— What the exercise asks —
Each line from the beginning of the entries below through the line that includes "--- a/lxd/resources/network.go" must be returned exactly as given.

Stored data:
──────────
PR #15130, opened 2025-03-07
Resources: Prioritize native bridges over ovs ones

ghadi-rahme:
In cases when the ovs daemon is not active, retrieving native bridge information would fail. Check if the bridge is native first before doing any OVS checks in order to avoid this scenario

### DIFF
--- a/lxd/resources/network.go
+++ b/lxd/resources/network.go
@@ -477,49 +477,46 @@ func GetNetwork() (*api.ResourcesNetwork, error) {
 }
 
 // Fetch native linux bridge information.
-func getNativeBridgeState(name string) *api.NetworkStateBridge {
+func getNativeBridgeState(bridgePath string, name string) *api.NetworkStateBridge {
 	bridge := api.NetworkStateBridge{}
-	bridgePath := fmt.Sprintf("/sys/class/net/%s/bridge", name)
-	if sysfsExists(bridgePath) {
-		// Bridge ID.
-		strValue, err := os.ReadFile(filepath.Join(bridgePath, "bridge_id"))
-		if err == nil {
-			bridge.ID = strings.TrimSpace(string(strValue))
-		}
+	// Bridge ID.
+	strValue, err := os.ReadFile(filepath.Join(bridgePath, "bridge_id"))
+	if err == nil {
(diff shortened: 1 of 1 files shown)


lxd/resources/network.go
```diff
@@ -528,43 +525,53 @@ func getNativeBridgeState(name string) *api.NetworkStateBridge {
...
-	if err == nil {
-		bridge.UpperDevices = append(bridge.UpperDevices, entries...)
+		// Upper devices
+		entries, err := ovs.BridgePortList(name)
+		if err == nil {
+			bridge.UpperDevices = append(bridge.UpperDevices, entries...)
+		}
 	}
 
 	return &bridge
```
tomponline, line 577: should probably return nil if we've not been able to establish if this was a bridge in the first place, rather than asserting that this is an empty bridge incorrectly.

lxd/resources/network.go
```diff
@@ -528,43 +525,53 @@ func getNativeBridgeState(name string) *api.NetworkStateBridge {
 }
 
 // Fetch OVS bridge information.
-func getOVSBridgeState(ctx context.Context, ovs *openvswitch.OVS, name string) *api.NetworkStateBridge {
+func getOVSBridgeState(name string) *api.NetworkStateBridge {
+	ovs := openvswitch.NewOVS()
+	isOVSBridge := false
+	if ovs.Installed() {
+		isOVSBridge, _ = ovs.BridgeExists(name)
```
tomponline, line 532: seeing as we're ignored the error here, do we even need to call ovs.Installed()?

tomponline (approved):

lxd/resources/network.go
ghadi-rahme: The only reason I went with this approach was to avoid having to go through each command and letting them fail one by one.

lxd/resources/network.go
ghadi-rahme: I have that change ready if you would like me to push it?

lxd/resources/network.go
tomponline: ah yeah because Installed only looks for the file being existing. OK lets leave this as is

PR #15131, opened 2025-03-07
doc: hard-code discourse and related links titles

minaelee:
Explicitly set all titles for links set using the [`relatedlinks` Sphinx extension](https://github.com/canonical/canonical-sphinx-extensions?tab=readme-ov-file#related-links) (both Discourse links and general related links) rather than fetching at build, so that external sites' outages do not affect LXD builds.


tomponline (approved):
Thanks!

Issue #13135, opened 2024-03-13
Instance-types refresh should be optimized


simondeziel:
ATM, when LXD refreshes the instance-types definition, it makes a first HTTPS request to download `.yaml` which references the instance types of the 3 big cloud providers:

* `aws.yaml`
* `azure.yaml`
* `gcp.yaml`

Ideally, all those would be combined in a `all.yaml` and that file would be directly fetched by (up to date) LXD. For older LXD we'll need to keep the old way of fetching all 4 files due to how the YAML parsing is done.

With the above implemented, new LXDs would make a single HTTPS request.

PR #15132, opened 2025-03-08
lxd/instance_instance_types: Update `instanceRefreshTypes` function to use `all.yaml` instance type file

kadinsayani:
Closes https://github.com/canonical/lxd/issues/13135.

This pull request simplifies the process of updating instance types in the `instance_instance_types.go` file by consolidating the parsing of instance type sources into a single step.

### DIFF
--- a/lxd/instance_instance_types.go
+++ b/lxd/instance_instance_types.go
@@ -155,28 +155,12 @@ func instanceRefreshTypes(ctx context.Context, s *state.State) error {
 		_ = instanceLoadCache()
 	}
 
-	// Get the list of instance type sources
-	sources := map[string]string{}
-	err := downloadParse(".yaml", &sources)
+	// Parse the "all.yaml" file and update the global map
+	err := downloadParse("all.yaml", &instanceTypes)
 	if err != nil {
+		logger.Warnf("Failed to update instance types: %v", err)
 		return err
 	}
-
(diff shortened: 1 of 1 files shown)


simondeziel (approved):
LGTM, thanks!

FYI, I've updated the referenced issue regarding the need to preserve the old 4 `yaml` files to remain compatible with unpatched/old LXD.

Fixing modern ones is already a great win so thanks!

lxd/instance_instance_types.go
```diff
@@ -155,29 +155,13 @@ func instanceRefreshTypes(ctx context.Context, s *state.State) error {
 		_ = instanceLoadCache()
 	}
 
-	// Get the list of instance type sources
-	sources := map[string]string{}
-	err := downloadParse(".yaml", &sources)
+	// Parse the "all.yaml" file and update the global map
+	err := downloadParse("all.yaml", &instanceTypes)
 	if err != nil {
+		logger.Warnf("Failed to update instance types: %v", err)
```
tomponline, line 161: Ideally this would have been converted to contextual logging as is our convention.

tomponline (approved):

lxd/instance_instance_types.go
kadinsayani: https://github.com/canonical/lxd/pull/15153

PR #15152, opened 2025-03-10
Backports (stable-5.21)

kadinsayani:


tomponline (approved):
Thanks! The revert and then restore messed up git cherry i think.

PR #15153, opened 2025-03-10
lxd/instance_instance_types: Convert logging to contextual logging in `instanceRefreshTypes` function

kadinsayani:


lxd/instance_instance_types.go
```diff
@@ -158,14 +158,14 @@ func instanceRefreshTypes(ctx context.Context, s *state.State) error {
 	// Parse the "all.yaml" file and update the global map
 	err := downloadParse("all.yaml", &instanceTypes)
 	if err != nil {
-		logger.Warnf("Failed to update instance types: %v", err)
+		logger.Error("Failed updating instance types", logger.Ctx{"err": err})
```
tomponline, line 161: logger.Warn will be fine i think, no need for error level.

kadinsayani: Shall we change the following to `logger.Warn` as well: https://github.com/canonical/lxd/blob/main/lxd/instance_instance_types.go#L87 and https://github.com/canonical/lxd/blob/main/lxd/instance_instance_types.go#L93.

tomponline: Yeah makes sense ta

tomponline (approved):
──────────
— Solution to this exercise —
PR #15130, opened 2025-03-07
Resources: Prioritize native bridges over ovs ones

ghadi-rahme:
In cases when the ovs daemon is not active, retrieving native bridge information would fail. Check if the bridge is native first before doing any OVS checks in order to avoid this scenario

### DIFF
--- a/lxd/resources/network.go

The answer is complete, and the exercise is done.